--- RECORDS FOR THIS EXERCISE Enclosed Below ---

PR #1097, opened 2022-10-07
refactor(discovery): change metadata to attrschema

sasha-tkachev:
In preparation for the `attrschema` extension I think these names are better for the field names in the discovery spec

### DIFF
--- a/discovery/spec.md
+++ b/discovery/spec.md
@@ -446,7 +446,7 @@ Talk about how each has metadata and data
     "docs": "URL", ?
 
     "format": "STRING",
-    "metadata": {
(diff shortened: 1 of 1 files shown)


duglin:
We chatted about this on the discovery sub-group call today and @clemensv reminded us that we called it "metadata" because the exact description of the metadata would vary based on the `format` property. While our examples focus on a format of CE, there could be others. And for those other formats it's possible the metadata doesn't describe "attributes" but something else. So, eventually we'll need to produce a set of "metadata binding" types of specs that describe what "metadata" looks like based on the "format" specified.

Make sense?

PR #1100, opened 2022-10-10
fix: rename `loglevel` to `severity`

sasha-tkachev:
this fixes this https://xkcd.com/927/


cloudevents/extensions/severity.md
```diff
@@ -0,0 +1,68 @@
+# Log Level Extension
```
duglin, line 1: Should this be "Severity Extension" or something like that?

duglin:
Presented on the 10/13 call. Folks asked for more time, so we'll vote next week

duglin:
All please review in prep for the call.
@jskeet @JemDay

jskeet (approved):
After a bit of reflection, I'm fine with this.

I do wonder whether we *might* want to restore suggested log bindings - just because it's not longer log-specific doesn't mean it won't often be *used* with logs...

JemDay:
I can't remember who proposed the original log-level extension but hopefully they are aware and onboard with this.

I would prefer that we enumerate the values for _severitynumber_ given it's a required attribute, or at least copy over the reference table from OT so readers don't have to jump around to much - it also raises the issue of what happens if the referenced OT mapping table changes.

duglin:
@sasha-tkachev was the original author - so hopefully he's ok with his own idea ;-)

sasha-tkachev:
@jskeet these log bindings already exist inside open telemetry

duglin:
Approved on the 10/20 call - minor edits coming in a follow-on PR.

--- End of Enclosed RECORDS FOR THIS EXERCISE ---

# TASK DESCRIPTION:
Print precisely the lines from the one with "All please review in prep for the call." through the end of the data above, adding nothing.

# EXERCISE OUTPUT:
All please review in prep for the call.
@jskeet @JemDay

jskeet (approved):
After a bit of reflection, I'm fine with this.

I do wonder whether we *might* want to restore suggested log bindings - just because it's not longer log-specific doesn't mean it won't often be *used* with logs...

JemDay:
I can't remember who proposed the original log-level extension but hopefully they are aware and onboard with this.

I would prefer that we enumerate the values for _severitynumber_ given it's a required attribute, or at least copy over the reference table from OT so readers don't have to jump around to much - it also raises the issue of what happens if the referenced OT mapping table changes.

duglin:
@sasha-tkachev was the original author - so hopefully he's ok with his own idea ;-)

sasha-tkachev:
@jskeet these log bindings already exist inside open telemetry

duglin:
Approved on the 10/20 call - minor edits coming in a follow-on PR.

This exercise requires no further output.